# Lookin' At A 5er And A Dodge Mega-cab



## Crismon4 (Jan 25, 2005)

So it must be the sheer boredom of winter (and eagerly anticipating camping season)....but we've been looking at the Sydney 31FQBHS and a Dodge Mega-Cab. We've been happy with the 28RSDS and Excursion, but I like the idea of a "real" bedroom for me and DH, a little bit more room/storage, and a hide-a-bed for Grandma (she'll come with us to Zion this summer). DH especially likes the idea of the Dodge Mega-Cab, as we sold his p/u to get the Excursion...when we got the 28RSDS. He loved the new diesel, roominess of the mega-cab, and fit/finish.

Any feedback from those that have made the change from TT to 5er would be greatly appreciated. My only concern about the p/u is on those long road trips with our two boys in back (ages 7 & 10)....oh and taking our 2 Boxers with us as well.

Thanks!


----------



## Sluggo54 (Jun 15, 2005)

Crismon4 said:


> So it must be the sheer boredom of winter (and eagerly anticipating camping season)....but we've been looking at the Sydney 31FQBHS and a Dodge Mega-Cab. We've been happy with the 28RSDS and Excursion, but I like the idea of a "real" bedroom for me and DH, a little bit more room/storage, and a hide-a-bed for Grandma (she'll come with us to Zion this summer). DH especially likes the idea of the Dodge Mega-Cab, as we sold his p/u to get the Excursion...when we got the 28RSDS. He loved the new diesel, roominess of the mega-cab, and fit/finish.
> 
> Any feedback from those that have made the change from TT to 5er would be greatly appreciated. My only concern about the p/u is on those long road trips with our two boys in back (ages 7 & 10)....oh and taking our 2 Boxers with us as well.
> 
> Thanks!


Isn't that box a little short for fifth-wheel towing?

Sluggo


----------



## Crawfish (Sep 14, 2005)

Tricia,

We are also going from a TT to a 5'er.







Everybody I have talked to who owns one tells me once you move up to a fifth wheel you will never go back. They say the difference is night and day. Good luck on your hunt and happy camping.

Leon


----------



## CamperAndy (Aug 26, 2004)

The room in the back seat is just like a limo and it is like the commercials, just because the front seat is open does not mean there will be a fight to move from the back seat to the front. My 6'1" 18 year old along with my 5'11" 15 year old and my 12 year old DD sit back there without complaint for many hours.

As for the short bed and a 5er. There are hitches to help there.


----------



## toolaidback (Jan 25, 2007)

Crismon4 is right, we have me,the wife, a 2 daughters ages 13, and 8. We love our megacab (see pic in my gallery). It has more interior space than our old limited 4runner. We've taken our 2 labs ,AKA four legged beasts, with us and been comfortable (other than a little drool).

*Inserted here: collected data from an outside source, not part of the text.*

PR #9863, opened 2026-05-13
feat!: Improve context announcement keyboard shortcuts

gonfunko:
## The basics

### Resolves

Fixes https://github.com/RaspberryPiFoundation/blockly-keyboard-experimentation/issues/764

### Proposed Changes
This PR backports the Shift-I keyboard shortcut that announces the block hierarchy down to the current block, and backports the regular I keyboard shortcut behavior that announces a verbose description of the current block when one is focused.

### DIFF
--- a/packages/blockly/core/shortcut_items.ts
+++ b/packages/blockly/core/shortcut_items.ts
@@ -870,13 +870,18 @@ export function registerReadExtendedInformation() {
           // The current block was already read out earlier if it has an output
           // connection.
           toAnnounce.push(
-            `Current block: ${computeAriaLabel(block, aria.Verbosity.TERSE, false)}`,
+            Msg['CURRENT_BLOCK_ANNOUNCEMENT'].replace(
+              '%1',
+              computeAriaLabel(block, aria.Verbosity.TERSE, false),
+            ),
           );
         }
 
-        aria.announceDynamicAriaState(`Parent blocks: ${toAnnounce.join(',')}`);
+        aria.announceDynamicAriaState(
+          Msg['PARENT_BLOCKS_ANNOUNCEMENT'].replace('%1', toAnnounce.join(',')),
+        );
       } else {
-        aria.announceDynamicAriaState('Current block has no parent');
+        aria.announceDynamicAriaState(Msg['NO_PARENT_ANNOUNCEMENT']);
       }
       return true;
     },
--- a/packages/blockly/core/shortcut_items.ts
+++ b/packages/blockly/core/shortcut_items.ts
@@ -6,6 +6,7 @@
 
 // Former goog.module ID: Blockly.ShortcutItems
 
+import {computeAriaLabel} from './block_aria_composer.js';
 import {BlockSvg} from './block_svg.js';
 import * as clipboard from './clipboard.js';
 import {RenderedWorkspaceComment} from './comments.js';
@@ -63,6 +64,7 @@ export enum names {
   NEXT_STACK = 'next_stack',
   PREVIOUS_STACK = 'previous_stack',
   INFORMATION = 'information',
+  EXTENDED_INFORMATION = 'extended_information',
   PERFORM_ACTION = 'perform_action',
   DUPLICATE = 'duplicate',
   CLEANUP = 'cleanup',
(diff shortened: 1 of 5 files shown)


packages/blockly/core/shortcut_items.ts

They make a fifth wheel slider hitch for the short box so you wouldn't have any trouble there. This is my 3rd cummins and I think I like this one the best. Hope this helps,
Scott


----------



## PDX_Doug (Nov 16, 2004)

Tricia,

Talk to Jeff (WAcamper), he can give you all the info you need for setting up a MegaCab for a fifth wheel Outback. As far as being concerned about the kids in the back of a pickup on long trips, that is what the MegaCab is all about. They will have never seen so much room!

A place for the dogs though, might be an issue. But again, with all that floor space, there should be plenty of room.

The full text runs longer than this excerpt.